Mais la convergence des problèmes issus de la mutualisation de différents arguments de la phrase et parties du discours incite aussi à rechercher plus loin, à côté des formes concernées, les constantes onomasiologiques qui provoquent des difficultés de rédaction. Ainsi, comme le confirment les difficultés des étudiants (voir l’énoncé 7), l’expression de la comparaison apparait comme particulièrement critique dans le contexte d’une expression contractée : elle ferait un bon objet de séquence didactique.
En somme, le résumé agit comme un révélateur et donne l’occasion d’objectiver et de mettre en perspective des questions concrètes que le rédacteur éviterait dans un texte sans contrainte. Cette prise de distance par rapport à sa production linguistique et par rapport à sa position d’émetteur permet de formuler et de traiter des questions originales et essentielles dans l’apprentissage de la communication écrite
Rhétorique et logique
Articulation et macrostructure
À l’instar de la structure syntaxique, l’articulation s’avère plus compliquée à mettre en œuvre dans un texte contracté qu’en rédaction libre : respecter la direction argumentative du texte source implique en effet souvent de modifier les liens logiques qui migrent dans le résumé, simplement parce qu’ils « prennent appui » sur d’autres éléments que dans le texte original, certaines idées de la source ne figurant tout bonnement plus dans le texte cible.
Par exemple, le connecteur ainsi figurant dans le résumé suivant rend bien l’articulation générale originale, alors que, dans le texte source, plus détaillé, l’idée précise qu’il introduit ici était connectée par une opposition (pourtant) à l’idée précédente, non reprise dans le résumé :
· « L’intelligence suscite beaucoup d’interrogations, souvent peu judicieuses et même tendancieuses. Ainsi, les scientifiques eux-mêmes détournent parfois leur discipline pour émettre des thèses racistes sur le sujet. »

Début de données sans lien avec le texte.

PR #4912, opened 2026-06-16
Show setup hint when rustup has no default toolchain

### LINKED ISSUE #4901: Print special hints on `rustup` when `rustup-init` is skipped by the packager
Follow-up on https://github.com/rust-lang/rustup/issues/2915 and https://github.com/rust-lang/rustup/pull/4651.

The TLDR is that more and more packagers are skipping our installer `rustup-init` and unpacking `rustup` directly as if it were installed, with APT and Homebrew seemingly becoming the biggest two of them.

The idea here is to use simple heuristics: e.g. when the toolchain list is empty and the default toolchain is not set, we can print some basic commands to get the user started in `rustup_mode` (`proxy_mode` is already covered in https://github.com/rust-lang/rustup/issues/2915), such as a (maybe truncated) version of one of the messages in the above PRs.

The rationale behind this is that we will continue to privilege the user experience for the default flow and consider the `rustup`-direct flow advanced usage, but if minimal work can be done to unblock such users, we can also try to do something about it.

Many thanks to @dingxiangfei2009 and @Cloud0310 for the inspiration.

0xEgao:
It intends to fix #4901 

This adds in `rustup` to print the default stable setup hint when a  rustup command finishes in an empty setup state: no installed toolchains and no configured default toolchain.

The hint reuses `DEFAULT_STABLE_HINT`:

```text
```
Changes:
1. Extracted the default stable hint into `DEFAULT_STABLE_HINT`.
2. Added `RustupSubcmd::should_warn_empty_setup()` to decide which rustup commands may show the empty setup warning.
3. Added the warning after subcommand execution, so rustup checks the final state before printing the hint.
4. Skipped the warning for `DumpTestament`, `Self_`, and `Completion` as those commands are not related to toolchain state.
5. Updated CLI test expectations.

### DIFF
--- a/src/cli/rustup_mode.rs
+++ b/src/cli/rustup_mode.rs
@@ -48,7 +48,7 @@ use crate::{
         download::DownloadCfg,
         manifest::{Component, ComponentStatus, ManifestWithHash},
     },
-    errors::RustupError,
+    errors::{DEFAULT_STABLE_HINT, RustupError},
     install::{InstallMethod, UpdateStatus},
     process::{ColorableTerminal, Process},
     toolchain::{
@@ -327,6 +327,36 @@ impl RustupSubcmd {
             | RustupSubcmd::Uninstall { .. }
             | RustupSubcmd::Update { .. }
             | RustupSubcmd::Which { .. } => false,
+        }
+    }
+
+    /// Returns whether rustup should warn about having no default toolchain and no installed toolchains.
+    fn should_warn_empty_setup(&self) -> bool {
+        match self {
+            // These subcommands are not about toolchains, so the hint would be noise.
+            RustupSubcmd::Completions { .. }
+            | RustupSubcmd::DumpTestament
+            | RustupSubcmd::Self_ { .. } => false,
+
+            // For all other subcommands, the hint may be useful if rustup is still unusable after
+            // the command has completed.
+            RustupSubcmd::Check { .. }
+            | RustupSubcmd::Component { .. }
+            | RustupSubcmd::Default { .. }
+            | RustupSubcmd::Doc { .. }
+            | RustupSubcmd::Install { .. }
+            | RustupSubcmd::Override { .. }
+            | RustupSubcmd::Run { .. }
+            | RustupSubcmd::Set { .. }
+            | RustupSubcmd::Show { .. }
+            | RustupSubcmd::Target { .. }
+            | RustupSubcmd::Toolchain { .. }
+            | RustupSubcmd::Uninstall { .. }
+            | RustupSubcmd::Update { .. }
+            | RustupSubcmd::Which { .. } => true,
+
+            #[cfg(not(windows))]
+            RustupSubcmd::Man { .. } => true,
         }
     }
 }
@@ -675,7 +705,9 @@ pub async fn main(
     )?;
     cfg.toolchain_override = matches.plus_toolchain;
 
-    match subcmd {
+    let should_warn = subcmd.should_warn_empty_setup();
+
+    let exit_code = match subcmd {
         RustupSubcmd::DumpTestament => common::dump_testament(process),
         RustupSubcmd::Install { opts } => update(cfg, opts, true).await,
         RustupSubcmd::Uninstall { opts } => toolchain_remove(cfg, opts).await,
@@ -802,7 +834,13 @@ pub async fn main(
         RustupSubcmd::Completions { shell, command } => {
             output_completion_script(shell, command, process)
         }
+    }?;
+
+    if should_warn && cfg.list_toolchains()?.is_empty() && cfg.get_default()?.is_none() {
+        warn!("no toolchain installed and no default toolchain set\n{DEFAULT_STABLE_HINT}");
     }
+
+    Ok(exit_code)
 }
 
 async fn default_(
--- a/src/errors.rs
+++ b/src/errors.rs
@@ -18,6 +18,8 @@ use crate::{
     toolchain::{PathBasedToolchainName, ToolchainName},
 };
 
+pub(crate) const DEFAULT_STABLE_HINT: &str = "help: run 'rustup default stable' to download the latest stable release of Rust and set it as your default toolchain.";
+
 /// A type erasing thunk for the retry crate to permit use with anyhow. See <https://github.com/dtolnay/anyhow/issues/149>
 #[derive(Debug, ThisError)]
 #[error(transparent)]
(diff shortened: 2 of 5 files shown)


src/cli/common.rs
```diff
@@ -362,6 +365,16 @@ pub(crate) async fn list_toolchains(cfg: &Cfg<'_>, verbose: bool, quiet: bool) -
     Ok(ExitCode::SUCCESS)
 }
 
+pub(crate) fn show_default_toolchain_hint(cfg: &Cfg<'_>) -> Result<()> {
+    let mut t = cfg.process.stdout().lock();
+    writeln!(t)?;
+    writeln!(
+        t,
+        "help: run `rustup default stable` to install Rust and set it as the default toolchain"
```
rami3l: I think we can reuse this message.

Consider rewriting the history, in the first commit extracting it to a const string `DEFAULT_STABLE_HINT` and in the second commit reuse it here:

https://github.com/rust-lang/rustup/blob/bc46fe8f6eddba84aaa42263bf28f11334e73f58/src/errors.rs#L135

src/cli/common.rs
```diff
@@ -362,6 +365,16 @@ pub(crate) async fn list_toolchains(cfg: &Cfg<'_>, verbose: bool, quiet: bool) -
     Ok(ExitCode::SUCCESS)
 }
 
+pub(crate) fn show_default_toolchain_hint(cfg: &Cfg<'_>) -> Result<()> {
```
rami3l: I don't think this function is bringing much additional value. After https://github.com/rust-lang/rustup/pull/4912/changes#r3422986833 just print that const string instead.

src/cli/common.rs
```diff
@@ -362,6 +365,16 @@ pub(crate) async fn list_toolchains(cfg: &Cfg<'_>, verbose: bool, quiet: bool) -
...
+    let mut t = cfg.process.stdout().lock();
```
rami3l: See the pre-existing hints, it'd be much better if this is not directly printed, but as a part of a `warn!()` call. Consider adding a first line explaining what is going wrong. Something like:

```rs
warn!("no toolchain installed and no default toolchain set\n{DEFAULT_STABLE_HINT}")
```

src/cli/common.rs
rami3l: IMHO you don't need to limit yourself to two subcommands to print this warning. What if we just print it in `rustup_mode` anyway after the `cfg` initialization and before the subcommand dispatch?

rami3l (commented):
Thanks a lot for the patch! 

However I don't believe we can merge this patch as-is. I have added some review comments, please don't hesitate to tell me if you have any questions.

Many thanks in advance 🙏 

*[View changes since this review](https://triagebot.infra.rust-lang.org/gh-changes-since/rust-lang/rustup/4912/bc46fe8f6eddba84aaa42263bf28f11334e73f58..8adcd9b85f2ba0679a2e1297b5ce7f1725004253)*

src/cli/common.rs
0xEgao: I restricted to two subcommands only because i thought those 2 are closely related for this semantic and to avoid broader change-set, but yeah it make much sense to adopt what you stated, cool i will patch this.

0xEgao:
@rami3l Thanks for reviewing!!, 
I have patched the changes and history as you suggested.

Happy to contribute :D

src/cli/rustup_mode.rs
```diff
@@ -675,6 +675,28 @@ pub async fn main(
...
+        | RustupSubcmd::Which { .. } => true,
+        RustupSubcmd::Component { subcmd } => matches!(subcmd, ComponentSubcmd::List { .. }),
+        RustupSubcmd::Override { subcmd } => matches!(subcmd, OverrideSubcmd::List),
+        RustupSubcmd::Target { subcmd } => matches!(subcmd, TargetSubcmd::List { .. }),
+        RustupSubcmd::Toolchain { subcmd } => matches!(subcmd, ToolchainSubcmd::List { .. }),
+        #[cfg(not(windows))]
+        RustupSubcmd::Man { .. } => true,
+        RustupSubcmd::Doc { .. } => true,
+        _ => false,
+    };
```
rami3l: What is the intention of this `should_warn` variable? Are there any cases that you explicitly want to exclude?

*[View changes since the review](https://triagebot.infra.rust-lang.org/gh-changes-since/rust-lang/rustup/4912/bc46fe8f6eddba84aaa42263bf28f11334e73f58..f0ad2cfcf5e8e6be115bbb0346842ba9a3cd464e)*

0xEgao: Yeah I don't think we should have this in cases like `Uninstall`, `Install`, `Update`, `Set`, `Self`,... .
As this behaviour is not really required in them.
So that's why kept a match arm.
If you think we can keep it in all cases I will do it.

rami3l: @0xEgao Thanks for the reply! My apologies but I'm still not quite sure what the rationale was when you excluded those subcommands.

I assume you mean "if the user wants to install a toolchain at the empty initial state, maybe they already know what they are doing so thus this warning will be a spam"? If that is the case, actually it makes a lot of sense, but looking back we can probably do it better.

1. Instead of warning before actually dispatching on the `subcmd`, maybe we should do it afterwards, so that if the user _ends up_ with an empty state they might need some help?
2. Also, this could be rewritten to a method call, like in the following example: https://github.com/rust-lang/rustup/blob/bc46fe8f6eddba84aaa42263bf28f11334e73f58/src/cli/rustup_mode.rs#L304-L332
3. Additionally, when doing the match, write each top-level match cases clearly without any wildcards (like in the link above) to avoid confusion when someone adds a subcommand later.
4. Finally, with that new logic we can probably think about the cases in which this warning is allowed and why. I'll say allow nearly everything and just ban `DumpTestament`, `Self_` and `Completions` because they are not about toolchains at all, what do you think?

0xEgao: Yeah i agree, warning after dispatch is better here because then we can map it to most of the subcommands without the fear of spam. 

In case of `DumpTestament`, `Self_` and `Completetions` this warning is not required as they are not about toolchain state at all. 

Cool i will add the suggested changes.

0xEgao: I have added the changes.

src/cli/rustup_mode.rs
```diff
@@ -329,6 +329,35 @@ impl RustupSubcmd {
             | RustupSubcmd::Which { .. } => false,
         }
     }
+
+    fn should_warn_about_missing_default_toolchain(&self) -> bool {
```
```suggestion

    /// Returns whether rustup should warn about having no default toolchain and no installed toolchains.
    fn should_warn_empty_setup(&self) -> bool {
```

Nit: Suggest giving this situation a name so that we can shorten this identifier name.

*[View changes since the review](https://triagebot.infra.rust-lang.org/gh-changes-since/rust-lang/rustup/4912/bc46fe8f6eddba84aaa42263bf28f11334e73f58..e3c5a4db9068f91ad22b9ec7d7bf27722dfd9133)*

rami3l (approved):
@0xEgao Thanks for the patch! I've left some small nits but looks pretty good overall :)

Also please don't forget to update the PR description to reflect the latest changes.

*[View changes since this review](https://triagebot.infra.rust-lang.org/gh-changes-since/rust-lang/rustup/4912/bc46fe8f6eddba84aaa42263bf28f11334e73f58..e3c5a4db9068f91ad22b9ec7d7bf27722dfd9133)*

rami3l:
> update the PR description to reflect the latest changes.


@0xEgao LGTM :) Once you've done that I can merge it.

0xEgao:
> > update the PR description to reflect the latest changes.
> 
> @0xEgao LGTM :) Once you've done that I can merge it.

Done i have update the pr description
Happy to contribute :)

Le travail sur l’articulation du texte contracté implique donc une maitrise des relations logiques et de la portée des différents connecteurs, ainsi que la capacité à identifier les mouvements logiques « macrotextuels » et leur rapport à la progression thématique et argumentative générale, ce qui fait du résumé un exercice « complet », une sorte d’athlétisme de la communication écrite.
Valeur et portée des connecteurs
La haute densité informative de chacune de ses phrases fait, de façon générale, du résumé un bon terreau pour les erreurs types liées aux connecteurs. Il arrive fréquemment que la contraction de texte brouille la portée du connecteur et l’identification de la couche linguistique sur laquelle il se greffe. En effet, d’une part, la portée des connecteurs peut être ambigüe, tant syntaxiquement que rhétoriquement. D’autre part, tous les connecteurs ne s’enracinent pas toujours ou pas seulement dans le pur contenu propositionnel ou logique de l’énoncé, certains se « branchent » sur l’énonciation elle-même. Ainsi, l’énoncé suivant pose-t-il la question de la valeur de la conjonction car :
· « Les dirigeants chinois jugent que la Chine n’est pas la Russie car Taïwan n’est pas un État souverain. »
En principe, comme le montre Sophie Hamon, car, d’un point de vue syntaxique, ne peut pas compléter la subordonnée « la Chine n’est pas la Russie », mais bien plutôt la principale « Les dirigeants chinois… ». D’autre part, car serait le bon connecteur pour introduire la justification de l’énonciation elle-même plutôt que la cause factuelle de son contenu propositionnel (Hamon, 2002, pp. 26 et 35). Ici, la conjonction car devrait donc rapporter la cause à la proposition principale (dont le verbe est jugent) et indiquer que l’auteur du texte affirme tout l’énoncé parce que Taïwan n’est pas un État souverain. On pourrait donc paraphraser :
· « (0) Je dis que [(1) les dirigeants chinois jugent que {(2) la Chine n’est pas la Russie}] parce que Taïwan n’est pas un État souverain. »
En elle-même la phrase de résumé n’est pas incorrecte, mais traduit-elle bien ce que voulait dire le rédacteur ? La contrainte de fidélité au texte source permet ici à l’enseignant de mieux évaluer la production de l’étudiant. En l’occurrence, il s’agissait de résumer l’opinion des dirigeants chinois : « la Chine n’est pas la Russie parce que Taïwan n’est pas un État souverain ». La cause (« parce que Taïwan… ») faisait donc partie de l’opinion des dirigeants chinois :
· « (1) Les dirigeants chinois jugent [(2) que la Chine n’est pas la Russie parce que Taïwan n’est pas un État souverain]. »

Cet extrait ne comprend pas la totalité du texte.